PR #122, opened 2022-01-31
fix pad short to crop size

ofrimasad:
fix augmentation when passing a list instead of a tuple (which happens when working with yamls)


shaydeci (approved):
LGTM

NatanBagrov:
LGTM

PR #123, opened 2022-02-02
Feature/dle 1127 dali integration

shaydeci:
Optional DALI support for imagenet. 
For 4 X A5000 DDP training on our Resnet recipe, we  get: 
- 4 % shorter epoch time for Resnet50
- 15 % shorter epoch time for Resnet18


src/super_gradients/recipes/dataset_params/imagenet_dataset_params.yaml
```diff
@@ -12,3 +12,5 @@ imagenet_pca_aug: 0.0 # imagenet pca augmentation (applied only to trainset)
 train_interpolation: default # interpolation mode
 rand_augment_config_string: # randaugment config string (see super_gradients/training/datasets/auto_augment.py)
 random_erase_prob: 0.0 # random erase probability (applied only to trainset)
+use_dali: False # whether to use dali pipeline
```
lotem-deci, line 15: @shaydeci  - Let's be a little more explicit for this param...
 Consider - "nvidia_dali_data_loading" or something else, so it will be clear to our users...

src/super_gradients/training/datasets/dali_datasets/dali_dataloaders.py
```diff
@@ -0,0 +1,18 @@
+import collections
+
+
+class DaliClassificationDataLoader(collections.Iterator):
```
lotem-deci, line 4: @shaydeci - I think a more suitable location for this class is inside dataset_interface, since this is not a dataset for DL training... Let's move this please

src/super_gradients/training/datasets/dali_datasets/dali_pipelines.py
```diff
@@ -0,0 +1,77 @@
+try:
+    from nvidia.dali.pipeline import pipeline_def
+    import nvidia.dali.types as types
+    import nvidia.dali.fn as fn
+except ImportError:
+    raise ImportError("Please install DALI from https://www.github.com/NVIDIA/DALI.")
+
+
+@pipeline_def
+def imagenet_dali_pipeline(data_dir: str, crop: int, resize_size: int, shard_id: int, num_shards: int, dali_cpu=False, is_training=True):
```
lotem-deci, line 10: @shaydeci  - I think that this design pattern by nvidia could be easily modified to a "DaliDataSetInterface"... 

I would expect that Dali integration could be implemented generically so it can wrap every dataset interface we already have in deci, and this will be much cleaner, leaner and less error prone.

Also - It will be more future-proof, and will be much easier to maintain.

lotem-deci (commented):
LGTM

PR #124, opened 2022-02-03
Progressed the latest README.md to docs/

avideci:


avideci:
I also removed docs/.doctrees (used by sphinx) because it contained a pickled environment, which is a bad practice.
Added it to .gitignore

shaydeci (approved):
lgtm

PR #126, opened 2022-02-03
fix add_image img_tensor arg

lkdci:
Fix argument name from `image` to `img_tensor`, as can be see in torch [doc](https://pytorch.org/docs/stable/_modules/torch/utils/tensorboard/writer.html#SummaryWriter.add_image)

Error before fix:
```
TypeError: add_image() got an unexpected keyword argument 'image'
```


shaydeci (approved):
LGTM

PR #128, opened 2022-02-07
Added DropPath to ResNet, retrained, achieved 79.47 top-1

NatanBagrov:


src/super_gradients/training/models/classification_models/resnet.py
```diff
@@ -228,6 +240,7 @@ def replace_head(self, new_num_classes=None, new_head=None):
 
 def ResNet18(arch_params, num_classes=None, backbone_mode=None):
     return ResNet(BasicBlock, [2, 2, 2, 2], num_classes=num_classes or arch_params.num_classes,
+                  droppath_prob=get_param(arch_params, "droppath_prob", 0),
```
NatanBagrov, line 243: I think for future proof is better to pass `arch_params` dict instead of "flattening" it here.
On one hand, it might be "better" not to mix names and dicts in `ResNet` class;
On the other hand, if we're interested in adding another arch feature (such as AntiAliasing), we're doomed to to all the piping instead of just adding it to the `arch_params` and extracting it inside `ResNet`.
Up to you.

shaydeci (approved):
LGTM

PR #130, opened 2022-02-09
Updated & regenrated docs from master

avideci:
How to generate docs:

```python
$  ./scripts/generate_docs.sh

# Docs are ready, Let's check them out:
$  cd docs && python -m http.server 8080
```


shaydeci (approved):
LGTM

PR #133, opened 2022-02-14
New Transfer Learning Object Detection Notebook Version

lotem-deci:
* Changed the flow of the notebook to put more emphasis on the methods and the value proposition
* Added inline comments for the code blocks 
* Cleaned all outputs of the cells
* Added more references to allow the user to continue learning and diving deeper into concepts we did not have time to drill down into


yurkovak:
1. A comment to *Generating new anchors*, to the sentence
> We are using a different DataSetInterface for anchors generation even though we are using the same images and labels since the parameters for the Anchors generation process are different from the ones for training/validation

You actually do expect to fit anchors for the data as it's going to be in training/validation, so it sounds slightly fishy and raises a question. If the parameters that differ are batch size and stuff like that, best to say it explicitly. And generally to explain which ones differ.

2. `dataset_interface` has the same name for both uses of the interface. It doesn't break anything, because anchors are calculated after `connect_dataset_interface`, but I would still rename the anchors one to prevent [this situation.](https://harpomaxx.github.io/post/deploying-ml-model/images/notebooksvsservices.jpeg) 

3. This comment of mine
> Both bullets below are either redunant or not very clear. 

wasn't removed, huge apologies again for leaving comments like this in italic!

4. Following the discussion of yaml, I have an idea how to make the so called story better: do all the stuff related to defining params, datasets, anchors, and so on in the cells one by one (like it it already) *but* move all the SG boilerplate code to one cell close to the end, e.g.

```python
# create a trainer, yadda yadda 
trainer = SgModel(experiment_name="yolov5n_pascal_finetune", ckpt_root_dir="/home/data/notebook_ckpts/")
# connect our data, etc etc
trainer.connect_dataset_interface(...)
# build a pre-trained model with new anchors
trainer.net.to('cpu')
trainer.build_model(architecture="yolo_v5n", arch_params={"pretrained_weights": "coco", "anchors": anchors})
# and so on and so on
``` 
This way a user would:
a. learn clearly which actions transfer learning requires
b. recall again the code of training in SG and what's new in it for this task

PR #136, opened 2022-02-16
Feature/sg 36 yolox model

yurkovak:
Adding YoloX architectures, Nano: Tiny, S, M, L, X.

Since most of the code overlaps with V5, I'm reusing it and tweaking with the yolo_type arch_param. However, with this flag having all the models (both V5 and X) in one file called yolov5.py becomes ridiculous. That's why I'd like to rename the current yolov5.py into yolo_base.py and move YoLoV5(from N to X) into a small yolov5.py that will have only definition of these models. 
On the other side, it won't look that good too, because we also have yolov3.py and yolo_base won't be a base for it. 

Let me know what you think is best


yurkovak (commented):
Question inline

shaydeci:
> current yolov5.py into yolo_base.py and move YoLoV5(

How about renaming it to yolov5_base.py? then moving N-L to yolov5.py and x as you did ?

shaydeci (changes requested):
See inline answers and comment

EXERCISE AIM:
Return the count of lines in the entries above that include the word "into", without any added text.

ANSWER BOX:
3